-- Data section follows --

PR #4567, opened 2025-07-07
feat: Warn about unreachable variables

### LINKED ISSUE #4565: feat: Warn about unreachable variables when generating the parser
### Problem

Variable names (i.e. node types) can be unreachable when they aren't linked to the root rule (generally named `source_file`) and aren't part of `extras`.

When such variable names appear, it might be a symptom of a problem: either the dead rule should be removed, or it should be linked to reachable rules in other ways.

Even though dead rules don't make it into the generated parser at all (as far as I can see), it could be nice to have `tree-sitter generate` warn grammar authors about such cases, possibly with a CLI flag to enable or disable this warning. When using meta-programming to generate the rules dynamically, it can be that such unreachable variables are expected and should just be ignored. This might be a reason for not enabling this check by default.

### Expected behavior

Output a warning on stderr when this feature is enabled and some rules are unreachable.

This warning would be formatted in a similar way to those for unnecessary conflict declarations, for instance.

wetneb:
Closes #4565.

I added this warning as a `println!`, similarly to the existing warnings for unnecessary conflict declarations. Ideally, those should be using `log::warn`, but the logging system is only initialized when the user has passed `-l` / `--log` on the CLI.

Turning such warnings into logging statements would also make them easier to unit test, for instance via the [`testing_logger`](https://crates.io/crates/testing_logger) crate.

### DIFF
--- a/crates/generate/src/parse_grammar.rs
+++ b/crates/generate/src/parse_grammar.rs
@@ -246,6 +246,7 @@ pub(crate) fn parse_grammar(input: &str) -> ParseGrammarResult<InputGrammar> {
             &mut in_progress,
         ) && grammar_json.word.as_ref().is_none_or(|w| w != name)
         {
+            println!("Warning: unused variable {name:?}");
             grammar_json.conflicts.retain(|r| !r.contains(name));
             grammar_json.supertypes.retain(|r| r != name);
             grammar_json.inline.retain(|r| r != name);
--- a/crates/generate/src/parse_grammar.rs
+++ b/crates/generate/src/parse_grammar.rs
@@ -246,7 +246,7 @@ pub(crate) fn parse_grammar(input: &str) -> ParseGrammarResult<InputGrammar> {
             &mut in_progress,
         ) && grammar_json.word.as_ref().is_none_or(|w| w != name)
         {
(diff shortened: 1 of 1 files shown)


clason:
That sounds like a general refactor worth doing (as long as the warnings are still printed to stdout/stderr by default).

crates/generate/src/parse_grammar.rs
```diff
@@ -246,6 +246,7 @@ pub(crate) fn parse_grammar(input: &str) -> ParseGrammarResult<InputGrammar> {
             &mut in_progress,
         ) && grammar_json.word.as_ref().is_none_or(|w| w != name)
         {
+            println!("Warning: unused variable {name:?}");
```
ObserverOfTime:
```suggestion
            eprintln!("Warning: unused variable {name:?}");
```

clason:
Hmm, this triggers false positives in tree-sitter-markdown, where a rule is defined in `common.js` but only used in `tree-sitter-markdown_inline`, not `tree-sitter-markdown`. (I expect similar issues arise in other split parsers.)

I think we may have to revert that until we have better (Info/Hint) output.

-- Data section concluded --

- **What to produce**
All of the entries above must be quoted exactly.

- **Answer section**
PR #4567, opened 2025-07-07
feat: Warn about unreachable variables

### LINKED ISSUE #4565: feat: Warn about unreachable variables when generating the parser
### Problem

Variable names (i.e. node types) can be unreachable when they aren't linked to the root rule (generally named `source_file`) and aren't part of `extras`.

When such variable names appear, it might be a symptom of a problem: either the dead rule should be removed, or it should be linked to reachable rules in other ways.

Even though dead rules don't make it into the generated parser at all (as far as I can see), it could be nice to have `tree-sitter generate` warn grammar authors about such cases, possibly with a CLI flag to enable or disable this warning. When using meta-programming to generate the rules dynamically, it can be that such unreachable variables are expected and should just be ignored. This might be a reason for not enabling this check by default.

### Expected behavior

Output a warning on stderr when this feature is enabled and some rules are unreachable.

This warning would be formatted in a similar way to those for unnecessary conflict declarations, for instance.

wetneb:
Closes #4565.

I added this warning as a `println!`, similarly to the existing warnings for unnecessary conflict declarations. Ideally, those should be using `log::warn`, but the logging system is only initialized when the user has passed `-l` / `--log` on the CLI.

Turning such warnings into logging statements would also make them easier to unit test, for instance via the [`testing_logger`](https://crates.io/crates/testing_logger) crate.

### DIFF
--- a/crates/generate/src/parse_grammar.rs
+++ b/crates/generate/src/parse_grammar.rs
@@ -246,6 +246,7 @@ pub(crate) fn parse_grammar(input: &str) -> ParseGrammarResult<InputGrammar> {
             &mut in_progress,
         ) && grammar_json.word.as_ref().is_none_or(|w| w != name)
         {
+            println!("Warning: unused variable {name:?}");
             grammar_json.conflicts.retain(|r| !r.contains(name));
             grammar_json.supertypes.retain(|r| r != name);
             grammar_json.inline.retain(|r| r != name);
--- a/crates/generate/src/parse_grammar.rs
+++ b/crates/generate/src/parse_grammar.rs
@@ -246,7 +246,7 @@ pub(crate) fn parse_grammar(input: &str) -> ParseGrammarResult<InputGrammar> {
             &mut in_progress,
         ) && grammar_json.word.as_ref().is_none_or(|w| w != name)
         {
(diff shortened: 1 of 1 files shown)


clason:
That sounds like a general refactor worth doing (as long as the warnings are still printed to stdout/stderr by default).

crates/generate/src/parse_grammar.rs
```diff
@@ -246,6 +246,7 @@ pub(crate) fn parse_grammar(input: &str) -> ParseGrammarResult<InputGrammar> {
             &mut in_progress,
         ) && grammar_json.word.as_ref().is_none_or(|w| w != name)
         {
+            println!("Warning: unused variable {name:?}");
```
ObserverOfTime:
```suggestion
            eprintln!("Warning: unused variable {name:?}");
```

clason:
Hmm, this triggers false positives in tree-sitter-markdown, where a rule is defined in `common.js` but only used in `tree-sitter-markdown_inline`, not `tree-sitter-markdown`. (I expect similar issues arise in other split parsers.)

I think we may have to revert that until we have better (Info/Hint) output.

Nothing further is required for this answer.